The right to wear the yoke is reserved to the few who are called and affirmed, the Ordained, stewards of the Church of Jesus Christ, successors of the Apostle Peter, each and every one of us, prepared to lay down our lives in sacred defense of the faith. 

The Ordained, present company included, are less than perfect. I cannot pretend to be. Thus, the Church on earth is routinely human. This is no excuse for failing to strive for perfection, the completion of Christ’s kingdom on earth as it is perfect in heaven. 

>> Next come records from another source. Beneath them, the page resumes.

PR #588, opened 2018-08-28
Follow-up to the fields added in #580, and add Problem#rendered

smarter:
This PR requires a release of sbt util with https://github.com/sbt/util/pull/175 merged.

After having a look at https://discuss.lightbend.com/t/patching-strategy/1924 I have no idea whether I'm supposed to open things against 1.2.x or 1.x, so I'm opening against 1.2.x since that's what I care about right now.

PR #699, opened 2019-09-22
Fix sbt/sbt#5058: error messages coming from Dotty are incorrectly reported

smarter:
One year ago in https://github.com/sbt/zinc/pull/588, I wrote:
> After having a look at https://discuss.lightbend.com/t/patching-strategy/1924 I have no idea whether I'm supposed to open things against 1.2.x or 1.x, so I'm opening against 1.2.x since that's what I care about right now.

Afterwards this PR was merged and then... it was never forward-ported to the develop branch. This reveals a deep flaw in the development model of sbt, long-living branches are only an acceptable practice if there's some process in place to make sure that they stay synchronized in some way, this is usually achieved by periodically merging one branch into another (example: https://github.com/scala/scala/pull/8405). Alternatively, just give up on long-lived branches and have shorter, frequent releases from master.

Anyway, this PR forward-ports https://github.com/sbt/zinc/pull/588 to 1.3.x. Once this is merged I will also forward-port it to develop since I apparently can't trust any process to do that for me.

### DIFF
--- a/build.sbt
+++ b/build.sbt
@@ -303,9 +303,15 @@ lazy val zincPersist = (project in internalPath / "zinc-persist")
         exclude[DirectMissingMethodProblem]("sbt.internal.inc.schema.Problem#ProblemLens.rendered"),
         exclude[MissingClassProblem]("sbt.internal.inc.text.Java678Encoder"),
         // Added {start,end}{Offset,Line,Column}
+        // Added Position#{start,end}{Offset,Line,Column}
         exclude[DirectMissingMethodProblem]("sbt.internal.inc.schema.Position.apply"),
         exclude[DirectMissingMethodProblem]("sbt.internal.inc.schema.Position.copy"),
         exclude[DirectMissingMethodProblem]("sbt.internal.inc.schema.Position.this"),
+
+        // Added Problem#reported
+        exclude[DirectMissingMethodProblem]("sbt.internal.inc.schema.Problem.apply"),
+        exclude[DirectMissingMethodProblem]("sbt.internal.inc.schema.Problem.copy"),
+        exclude[DirectMissingMethodProblem]("sbt.internal.inc.schema.Problem.this"),
       )
     }
   )
--- a/internal/zinc-compile-core/src/main/scala/sbt/internal/inc/ProblemStringFormats.scala
+++ b/internal/zinc-compile-core/src/main/scala/sbt/internal/inc/ProblemStringFormats.scala
@@ -24,20 +24,21 @@ import sbt.util.InterfaceUtil.jo2o
 trait ProblemStringFormats {
   implicit lazy val ProblemStringFormat: ShowLines[Problem] = new ShowLines[Problem] {
     def showLines(p: Problem): Seq[String] =
-      p match {
-        case p if !p.position.sourcePath.isPresent && !p.position.line.isPresent =>
-          Vector(p.message)
-        case _ =>
-          val pos = p.position
-          val sourcePrefix = jo2o(pos.sourcePath).getOrElse("")
-          val columnNumber = jo2o(pos.pointer).fold(1)(_.toInt + 1)
-          val lineNumberString = jo2o(pos.line).fold(":")(":" + _ + ":" + columnNumber + ":") + " "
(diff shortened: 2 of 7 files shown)


typesafe-tools:
To validate this pull request against other sbt modules, please visit <A HREF="https://jenkins.scala-sbt.org:8592/job/sbt-validator/parambuild/?sbt=1.3.x&zinc=pull/699/head&io=1.3.x&librarymanagement=1.3.x&util=1.3.x&website=1.3.x&deploy_to_bintray=false&run_sbt_community=false&verbose_dbuild=false&community_verbose=false">this link.</A>

eatkins:
It is a bummer that process wasn’t clear a year ago. For 1.3.x, we have been making all prs against the main development branch and then backporting them to 1.3.x if appropriate. Merging doesn’t really make sense from develop -> 1.3.x, but periodically merging 1.3.x back into develop is also a good practice.

The default branch is also origin/develop and I’m not sure if that was the case a year ago. Hopefully this kind of thing will be less likely to slip through the cracks with the current development flow.

eed3si9n:
The discussion thread https://discuss.lightbend.com/t/patching-strategy/1924 concluded with

> we first merge everything to current 1.x branch, and then manually cherry pick to 1.2.x.

Soon afterwards we renamed `1.x` to `develop`, and the process has not changed from 1 year ago. I think the mistake was that we first merged into 1.2.x branch even though the process says otherwise. Let's _not_ repeat the same mistake. We should target this PR to `develop` branch, and then cherry pick to 1.3.x afterwards.

smarter:
> We should target this PR to develop branch, and then cherry pick to 1.3.x afterwards.

OK, I've rebased the branch, but I find that unfortunate since there's no relationship between the commits, whereas if we pushed to 1.3.x and then merged into develop, the same commits would be in both.

eatkins:
> I find that unfortunate since there's no relationship between the commits, whereas if we pushed to 1.3.x and then merged into develop, the same commits would be in both.

There's definitely merit to doing it that way. One question I'd have with that process is when do you merge 1.3.x into develop? After every merge to 1.3.x? My guess is that no one is really dogfooding the 1.3.x branch on a regular basis so I'd be somewhat concerned that if we didn't merge back after every commit that we wouldn't notice regressions that aren't covered by scripted. Granted, few people are dogfooding the develop branch so I'm not sure this is a huge issue.

I think both approaches will also confuse some contributors trying to figure out against which branch they should open their PR. Overall, I think preserving the status quo is the easiest way forward. Perhaps we should add a PR template similar to issues where it explicitly explains under which circumstances each branch should be used.

smarter:
> One question I'd have with that process is when do you merge 1.3.x into develop? After every merge to 1.3.x?

I'd say every month or so, I think that's how scalac proceeds: https://github.com/scala/scala/pulls?utf8=%E2%9C%93&q=is%3Apr+is%3Aclosed+merge+2.12.x+to+2.13.x

> Granted, few people are dogfooding the develop branch so I'm not sure this is a huge issue.

Dogfooding of sbt in general is a big problem, nightlies are often broken, and the official repositories (sbt, zinc, ...) are rarely using the latest versions, when I think they should be using nightlies to catch regressions early.

eed3si9n:
> OK, I've rebased the branch, but I find that unfortunate since there's no relationship between the commits, whereas if we pushed to 1.3.x and then merged into develop, the same commits would be in both.

That was the whole debate on https://discuss.lightbend.com/t/patching-strategy/1924 basically.
I agree that "Merge to Stable branch (for example 1.2.x) first" is in some way more correct approach. The downside is that it needs prior discussion on where the PR should target and also it lets the stable branch live longer.

If we merged everything in `develop` and released regularly, there's less need for backporting, so it's a bit chicken-egg problem.

eed3si9n (approved):

SethTisue:
> they should be using nightlies to catch regressions early

(perhaps the Scala community build could/should play a role here? it caught a number of regressions in 1.3.x before release)

eed3si9n:
@SethTisue Yes. We've discussed it in the past, but I'll make a GitHub issue on that to make that more concrete.

jvican (approved):
LGTM :+1:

We do our best. I do my best. When I fail, I confess my sins, repent, ask God for forgiveness, make repairs, and start all over again. God has always responded with amazing, abundant grace and love, redemption and salvation. This is The Way of the cross of Jesus Christ. God has never let me down. 

I attacked the pool this morning fitted out in a Pentecost red, skin tight, streamlined swim suite. It hid some of the physical defects and signs of aging, but not all. It streamlined my stroke and make forward propulsion more efficient. Lord knows how good it felt not to be dragged down by a baggy suit and ballooning pockets. 

One. One God.

Two. God created Adam and Eve, in the near perfect image of God. 

Three. Father, Son, Holy Spirit. Creator. Redeemer. Sustainer. 

Four. Scripture, tradition, reason, experience; the quadrilateral of Wesleyan based faith. 

Five. Pente, as in Pentecost, or fifty. Fifty days following the resurrection of Jesus, he sent God’s replacement, the Holy Spirit, to guide and sustain us until Christ comes again.

Six. Six points of the Jewish star. 

Seven. The Lord created the heavens and earth in six days, then rested the seventh. Seven is Sabbath. Keep it holy. 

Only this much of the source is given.